# ITX-Gaming-PC bis 800€ - Kaufempfehlung?



## hardsphere (13. November 2014)

*ITX-Gaming-PC bis 800€ - Kaufempfehlung?*

Hallo zusammen,

nachdem mein Spiele-Laptop vor 2 Jahren das zeitliche gesegnet hat und ich seitdem quasi abstinent gelebt habe, wollte ich mir nun mal wieder ein gescheites System zusammenstellen. Zwar würde ich wieder ein Notebook favorisieren, allerdings habe ich bisher noch keins gefunden, das bezahlbar, wertig und spieletauglich ist, weshalb ich mich nun zum Kauf eines Desktop-PCs im ITX-Format entschlossen habe (der ist zumindest in Ansätzen mobil).

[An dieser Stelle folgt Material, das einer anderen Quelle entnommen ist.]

PR #68, opened 2020-07-20
implement the timeout func into operator

bmeng:
https://issues.redhat.com/browse/OSD-4508

### DIFF
--- a/pkg/metrics/metrics.go
+++ b/pkg/metrics/metrics.go
@@ -4,16 +4,17 @@ import (
 	"context"
 	"encoding/json"
 	"fmt"
-	routev1 "github.com/openshift/api/route/v1"
-	"github.com/prometheus/client_golang/prometheus"
 	"io/ioutil"
-	corev1 "k8s.io/api/core/v1"
-	"k8s.io/apimachinery/pkg/types"
 	"net/http"
-	"sigs.k8s.io/controller-runtime/pkg/client"
-	"sigs.k8s.io/controller-runtime/pkg/metrics"
 	"strings"
 	"time"
+
+	routev1 "github.com/openshift/api/route/v1"
+	"github.com/prometheus/client_golang/prometheus"
+	corev1 "k8s.io/api/core/v1"
+	"k8s.io/apimachinery/pkg/types"
+	"sigs.k8s.io/controller-runtime/pkg/client"
+	"sigs.k8s.io/controller-runtime/pkg/metrics"
 )
 
 const (
@@ -37,14 +38,17 @@ type Metrics interface {
 	UpdateMetricClusterVerificationSucceeded(string)
 	UpdateMetricUpgradeWindowNotBreached(string)
 	UpdateMetricUpgradeWindowBreached(string)
+	UpdateMetricUpgradeControlPlaneTimeout(string, string)
+	UpdateMetricUpgradeWorkerTimeout(string, string)
 	IsMetricUpgradeStartTimeSet(upgradeConfigName string, version string) (bool, error)
 	IsMetricControlPlaneEndTimeSet(upgradeConfigName string, version string) (bool, error)
 	IsMetricNodeUpgradeEndTimeSet(upgradeConfigName string, version string) (bool, error)
+	IsSilenceActive() (bool, error)
 	Query(query string) (*AlertResponse, error)
 }
 
 //go:generate mockgen -destination=mocks/metrics_builder.go -package=mocks github.com/openshift/managed-upgrade-operator/pkg/metrics MetricsBuilder
-type MetricsBuilder interface{
+type MetricsBuilder interface {
 	NewClient(c client.Client) (Metrics, error)
 }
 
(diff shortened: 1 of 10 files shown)


pkg/metrics/metrics.go
```diff
@@ -133,6 +137,16 @@ var (
 		Name:      "upgrade_window_breached",
 		Help:      "Failed to commence upgrade during the upgrade window",
 	}, []string{nameLabel})
+	metricUpgradeControlPlaneTimeout = prometheus.NewGaugeVec(prometheus.GaugeOpts{
+		Subsystem: metricsTag,
+		Name:      "controlplane_timeout",
```
wanghaoran1988, line 142: This name doesn't sounds good to me, we probably should revisit the existing metrics names to have a better pattern like "managed_upgrade_xxx"

bmeng: the metricsTag is the prefix for all the metrics.
So it will be `upgradeoperator_xxx` now. If the `upgradeoperator` does not make sense.
We can change it in const

pkg/osd_cluster_upgrader/upgrader.go
```diff
@@ -247,6 +248,27 @@ func AllWorkersUpgraded(c client.Client, scaler scaler.Scaler, metricsClient met
...
+		if uc.Version == upgradeConfig.Spec.Desired.Version {
+			for _, ucc := range uc.Conditions {
+				if ucc.Type == "AllWorkerNodesUpgraded" {
+					nodeCompleteTime = ucc.CompleteTime
+				}
+			}
+		}
+	}
+
+	if !silenceActive && nodeCompleteTime == nil {
```
wanghaoran1988, line 267: Can we do node upgrade timeout per node ?

pkg/metrics/metrics.go
wanghaoran1988: thanks, missed that

pkg/osd_cluster_upgrader/upgrader.go
bmeng: We already had the logic to setup the silence based on the node number.
As discussed with john, it is more easier to use the existing silence.

bmeng: per node? Do you mean check the timeout for every node separately?

wanghaoran1988: @bmeng yes, I know it's not easy, but we should have that, like if we have 10 nodes, and upgrade node stuck at first one, we should got alert if first node upgrade timeout instead of 10 nodes timeout, WDYT?

bmeng: Yeah, it is not quite easy IMO. Seems like the nodes will be upgraded parallel? 

Another thing is, we setup the silence for the warning and lower severity. 
As the condition you mentioned, if the node stuck, I think some of the operators will be Degraded. 
So we will get paged regardless of the upgrade, but the cluster healthy.

pkg/osd_cluster_upgrader/upgrader.go
```diff
@@ -407,6 +429,25 @@ func ControlPlaneUpgraded(c client.Client, scaler scaler.Scaler, metricsClient m
 			isCompleted = true
 		}
 	}
+
+	var upgradeStartTime, controlPlaneCompleteTime *metav1.Time
+	for _, uc := range upgradeConfig.Status.History {
```
sedroche, line 434: Can we base this on ClusterVersion startedTime for version? Seems more correct if we our timeout is for controlplane

pkg/osd_cluster_upgrader/upgrader.go
```diff
@@ -247,6 +248,27 @@ func AllWorkersUpgraded(c client.Client, scaler scaler.Scaler, metricsClient met
 		return false, err
 	}
 
+	silenceActive, err := metricsClient.IsSilenceActive()
+	if err != nil {
+		return false, err
+	}
+
+	var nodeCompleteTime *metav1.Time
```
sedroche, line 256: If we get past `ok, err := nodesUpgraded(c, "worker", logger)` we always have a nodeCompleteTime I think.
So is the check just `if !silenceActive {`?

pkg/osd_cluster_upgrader/upgrader.go
sedroche: I think we will eventually need to refine this watch per node but for M1 this is ok

sedroche: I think we will eventually need to refine this watch per node but for M1 this is ok

wanghaoran1988: Sure, @bmeng Could you create one ticket to track this ?

bmeng:
@sedroche updated the PR a bit, can you help review again?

Mein Budget lag ursprünglich bei 600€ aber ich denke, ich werde es wohl auf 800€ aufstocken müssen.
Was ich definitiv haben möchte:

- als Basis, wie gesagt ein ITX-Gehäuse, vorzugsweise den Cooler Master 130
- als CPU nen i5 (von den genauen Typen habe ich keine Ahnung)
- als GPU mindestens ne R9 280 oder 290 oder ne gleichwertige Nvidia-Alternative, die idealer Weise in den Cooler Master 130 passt 
- als Speicher ne SSD mit mindestens 120GB, als Datengrab reicht mir ne 500GB HDD
- 8GB RAM
- ein Blu Ray-Laufwerk, nen Brenner brauch ich nicht

Lässt sich daraus was hübsches zaubern? Ich bedanke mich schon einmal vorab für eure Hilfe.


----------



## Herbboy (13. November 2014)

Das mit dem BluRay würde ich mir überlegen, denn ein BD-Laufwerk + die passende Software ist mindestens so teuer wie ein separater Player, der wiederum im Zweifel unkomplizierter ist. 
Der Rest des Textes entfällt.